▶ SOURCE DATA
Issue #381, opened 2016-05-04
RectPartition.__getitem__ missing


kohr-h:
Grids and interval products can be indexed, partitions cannot. This should be added.

PR #386, opened 2016-05-09
ENH: add __getitem__ to RectPartition

kohr-h:
Initial PR. Seems to work fine with regular partitions. Remaining TODOs:

- [x] Tests
- [x] Subpartitions of uniform partitions don't always print themselves as uniform, probably due to numerical error. ~~If possible, this should be fixed.~~ WONTFIX
- [x] Indexing with one integer index `idx` should be implemented (also for `TensorGrid` - probably the latter could be significantly simplified) as equivalent to `partition[idx, ...]`.
- [x] Relates to the above: `Ellipsis` should be handled.

EDIT: Added 2 points to the list.
EDIT2: Probably the self-printing problem is not easily solvable.

Fixes: #381

### DIFF
--- a/odl/discr/grid.py
+++ b/odl/discr/grid.py
@@ -689,80 +689,80 @@ class TensorGrid(Set):
         """
         return sparse_meshgrid(*self.coord_vectors)
 
-    def __getitem__(self, slc):
-        """Return ``self[slc]``.
+    def __getitem__(self, indices):
+        """Return ``self[indices]``.
 
         Parameters
         ----------
-        slc : `int` or slice
-            Negative indices and `None` (new axis) are not supported.
+        indices : `int` or slice
+            `None` (new axis) is not supported
 
         Examples
         --------
+        Indexing with integers along all axes produces an array (a point):
+
         >>> g = TensorGrid([-1, 0, 3], [2, 4], [5], [2, 4, 7])
         >>> g[0, 0, 0, 0]
         array([-1.,  2.,  5.,  2.])
+
+        Otherwise, a new TensorGrid is returned:
+
         >>> g[:, 0, 0, 0]
         TensorGrid([-1.0, 0.0, 3.0], [2.0], [5.0], [2.0])
         >>> g[0, ..., 1:]
         TensorGrid([-1.0], [2.0, 4.0], [5.0], [4.0, 7.0])
         >>> g[::2, ..., ::2]
         TensorGrid([-1.0, 3.0], [2.0, 4.0], [5.0], [2.0, 7.0])
+
+        Too few indices are filled up with an ellipsis from the right:
+
+        >>> g[0]
+        TensorGrid([-1.0], [2.0, 4.0], [5.0], [2.0, 4.0, 7.0])
+        >>> g[0] == g[0, :, :, :] == g[0, ...]
+        True
         """
-        slc_list = list(np.atleast_1d(np.s_[slc]))
-        if None in slc_list:
-            raise IndexError('Creation of new axes not supported.')
+        # Support indexing with fewer indices as indexing along the first
+        # corresponding axes. In the other cases, normalize the input.
+        if np.isscalar(indices):
+            indices = [indices, Ellipsis]
+        elif isinstance(indices, slice) or indices == Ellipsis:
+            indices = [indices]
 
-        try:
-            # All single indices
-            idx = np.array(slc_list).astype('int64', casting='safe')
-            if len(idx) < self.ndim:
-                raise IndexError('too few indices ({} < {}).'
-                                 ''.format(len(idx), self.ndim))
-            elif len(idx) > self.ndim:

▶ EXERCISE AIM
All lines containing "RectPartition" in the material above should appear in your reply, copied exactly.

▶ YOUR RESPONSE
RectPartition.__getitem__ missing
ENH: add __getitem__ to RectPartition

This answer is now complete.